Students are also expected to carry out a multitude of tasks when they enter the communications field. The school is training the new communicators to be nimble, she said.
“People who are in broadcast journalism now are being asked to also write print and digital stories, and the print people are being asked to write broadcast stories,” Presson said. “At the end of the day, it is about the story. Whether it is print, radio, TV, or digital, it is our privilege and responsibility to tell these stories and to keep people informed.”
To keep pace with the changes and the advent of artificial intelligence (AI), the School of Communication has established a task force to study how to integrate AI into is curriculum, inspired by support from the Lynn and Louis Wolfson II Family Foundation.
It also offers a rich number of multimedia courses that include creating videos and podcasts, as well as a media entrepreneurship class that helps students launch their own media companies. And recognizing the rise of influencers who display their messages in social media channels to millions of fans, the department is creating classes to teach students research skills and ethics to improve the content, said Hughes.

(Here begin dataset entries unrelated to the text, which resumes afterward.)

PR #15902, opened 2024-10-14
Despawn unused light-view entity

### LINKED ISSUE #15897: `scene_viewer` example prints warnings after toggling shadow on and off
## Bevy version

main

This does not reproduce with v0.14.2.

## What you did

- Run `scene_viewer` example and toggle shadow on and off (press <kbd>U</kbd>)

## What went wrong

No visual problem, but this warning appears repeatedly in terminal:
`WARN bevy_pbr::render::gpu_preprocess: The preprocessing index buffer wasn't present`

## Additional information

https://github.com/bevyengine/bevy/blob/82d6f56cfc3432f584632f761c44ec8efd2e7c67/crates/bevy_pbr/src/render/light.rs#L1198-L1206

Hitting these conditions cause living (due to now retained render world) entitiy to be removed from `live_shadow_mapping_lights` in this function, hence removed from `ViewBinnedRenderPhases`, and later disagrees with query result in `GpuPreprocessNode::run`.

akimakinai:
# Objective

- Fixes #15897

## Solution

- Despawn light view entities when they go unused or when the corresponding view is not alive.

## Testing

- `scene_viewer` example no longer prints "The preprocessing index buffer wasn't present" warning
- modified an example to try toggling shadows for all kinds of light: https://gist.github.com/akimakinai/ddb0357191f5052b654370699d2314cf

### DIFF
--- a/crates/bevy_pbr/src/render/light.rs
+++ b/crates/bevy_pbr/src/render/light.rs
@@ -1260,6 +1260,11 @@ pub fn prepare_lights(
                     .map(|_| commands.spawn_empty().id())
                     .collect()
             });
+            if light_view_entities.len() != iter.len() {
+                let entities = core::mem::take(light_view_entities);
+                despawn_entities(&mut commands, entities);
+                light_view_entities.extend((0..iter.len()).map(|_| commands.spawn_empty().id()));
+            }
 
             for (cascade_index, (((cascade, frustum), bound), view_light_entity)) in
                 iter.zip(light_view_entities.iter().copied()).enumerate()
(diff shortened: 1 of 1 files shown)


crates/bevy_pbr/src/render/light.rs
```diff
@@ -459,7 +459,7 @@ fn create_render_visible_mesh_entities(
 }
 
 #[derive(Component, Default, Deref, DerefMut)]
-pub struct LightViewEntities(Vec<Entity>);
+pub struct LightViewEntities(EntityHashMap<Vec<Entity>>);
```
alice-i-cecile, line 462: Non-blocking: can we add basic doc strings to this type while we're here?

BenjaminBrienen (approved):

alice-i-cecile (approved):

alice-i-cecile:
@akimakinai can you test this on WASM and investigate the failure please?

The school has continued to evolve, offering programs of study in areas including advertising, communication studies, interactive media, journalism, media management, motion pictures, public relations, and global social change. That two-credit public speaking course has evolved into five thriving departments with state-of-the-art learning spaces.
Journalism and communication continue to draw students who want to make a difference in this world, said the professors interviewed.
Jenny Jacoby is a senior and editor-in-chief of The Miami Hurricane student newspaper, who majors in ecosystem science and policy and political science. She has been reporting and writing since high school and knows that journalism is a challenging career undergoing many changes.
“I know journalism may not be the best field to make money and cannot be compared to investment banking,” she said. “But I want to start out in something that I am passionate about. Journalism is always different. You are always learning something new, talking to new people, and you get to see the impact that you have on a community.”